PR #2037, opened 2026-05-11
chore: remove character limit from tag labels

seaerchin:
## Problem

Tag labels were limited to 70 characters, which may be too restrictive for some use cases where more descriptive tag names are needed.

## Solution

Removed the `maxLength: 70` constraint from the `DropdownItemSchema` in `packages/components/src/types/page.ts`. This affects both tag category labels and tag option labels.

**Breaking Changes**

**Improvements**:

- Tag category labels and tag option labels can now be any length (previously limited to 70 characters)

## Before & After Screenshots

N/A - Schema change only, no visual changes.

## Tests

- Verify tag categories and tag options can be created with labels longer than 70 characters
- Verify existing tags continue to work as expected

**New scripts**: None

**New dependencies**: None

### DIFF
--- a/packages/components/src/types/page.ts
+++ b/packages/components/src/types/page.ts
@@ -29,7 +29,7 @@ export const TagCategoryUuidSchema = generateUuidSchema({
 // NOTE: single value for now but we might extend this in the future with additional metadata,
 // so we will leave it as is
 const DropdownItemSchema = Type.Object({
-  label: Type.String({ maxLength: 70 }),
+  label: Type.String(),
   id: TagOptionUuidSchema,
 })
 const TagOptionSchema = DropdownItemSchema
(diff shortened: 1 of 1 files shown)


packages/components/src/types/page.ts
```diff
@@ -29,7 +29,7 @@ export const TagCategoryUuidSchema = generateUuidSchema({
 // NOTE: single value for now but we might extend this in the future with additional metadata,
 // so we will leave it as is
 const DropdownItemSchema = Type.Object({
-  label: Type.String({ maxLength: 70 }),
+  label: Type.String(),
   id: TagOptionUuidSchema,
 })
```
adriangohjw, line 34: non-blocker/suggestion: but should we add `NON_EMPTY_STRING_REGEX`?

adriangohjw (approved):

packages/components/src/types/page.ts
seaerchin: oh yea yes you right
+ + + + +
**What the task requires:** Filter the records for the string "DropdownItemSchema" and copy every line that holds it.

**Answer to this exercise:**
Removed the `maxLength: 70` constraint from the `DropdownItemSchema` in `packages/components/src/types/page.ts`. This affects both tag category labels and tag option labels.
 const DropdownItemSchema = Type.Object({
 const TagOptionSchema = DropdownItemSchema
 const DropdownItemSchema = Type.Object({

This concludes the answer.